Scenario 1: brand new repo, say tlh_tn. Until a manifest is created by hand, it will not show in Catalog Next (CN)… correct?

Scenario 2: Let’s say the manifest is created, but isn’t “valid” (see next question). Then it will not show in CN… correct?

Scenario 3: Let’s say the manifest is corrected. So this means a commit and push/merge into master. What process runs to apply the valid badge? And what is checked to make it valid?

Scenario 4: Assuming all changes to the manifest are made by hand (is this true?), then what happens if an update to the manifest makes it invalid? Will only “latest” drop out of CN? In other words, will the other stages remain in CN?

@birch I’m thinking this part would be in the future admin app?

Scenario 1:

Correct. The Catalog Next is not about finding repos on DCS, as that is what the API v1 is for. Catalog Next, just like Catalog v3 (i.e. repos in the Door43-Catalog org), is about what resources have been completed and can be used for either source text or printable material. Usually you’d just be using “prod” stage, but if you want to make sure the app can handle the newest version of the content, such as for testing a new TSV format, you could set the stage it pulls from the catalog to “pre-prod” (a hidden release) or “draft” (a work in progress). Or “latest” if you are really adventurous.

So in the admin tool, to find projects that have started, you wouldn’t use Catalog Next, you’d just use the repo and org API endpoints as you probably have been doing. And use the admin tool to make releases.

Scenario 2:

Correct. If this invalid manifest.yaml file is in the master branch, there will be no “latest” stage of this resource in the catalog.

Scenario 3:

This process is ran in the Go code of DCS: dcs/door43.go at 926f9e515780dbc301cda58cd9017ffffdf04f62 · unfoldingWord/dcs · GitHub

The RC v0.2 schema is used to check it: rc-schema/rc.schema.json at master · unfoldingWord/rc-schema · GitHub

Scenario 4:

Yes, this “latest” stage will no longer exist in the catalog database table, thus the master branch will NOT show up in a query of stage=latest. However, as mentioned in the article in “A Note On Stage Querying”, if this resource/repo has a valid prod, pre-prod, or draft release, it will show up in a Catalog Next query of stage=latest as that just means the lowest stage you want is “latest”.
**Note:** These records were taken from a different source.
PR #189, opened 2023-12-01
Don't recreate tun at network changes

mariusSincovici:
For Nordlynx try to reconfigure internally the VPN at network changes, instead of recreating the tunnel.
For OpenVPN is not possible at the moment, because the server config can change between pulls and that internally will trigger the recreation of the tunnel.

### DIFF
--- a/daemon/vpn/openvpn/openvpn.go
+++ b/daemon/vpn/openvpn/openvpn.go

Very good to have this. I wasn’t sure if this article was where this should be or not but we don’t have anywhere else so great to have it here.

It is kind of hard to divide what is simply the results of “Door43 Metadata” processing (that is actually what my Go mode, module, and database table are called in handling the process of the manifest file as you can see from link in my other reply) and where Catalog Next comes in (this is more the API endpoints and the processing of the Door43 Metadata to determine what to show in the catalog due to the search query).

So having the manifest properties and values now in repo and org queries and results, I wasn’t sure if that really is Catalog Next, but or just seen as an add-on to the Gitea API features to make it DCS-specific.

Mentioning this as I do want us to make sure there is a fine line between how we have what is called Door43 Metadata and what we call Catalog Next. With that said, can’t separate them in the code, as if the Door43 Metadata wasn’t processed on each commit or release of a repo, Catalog Next would have nothing to go by.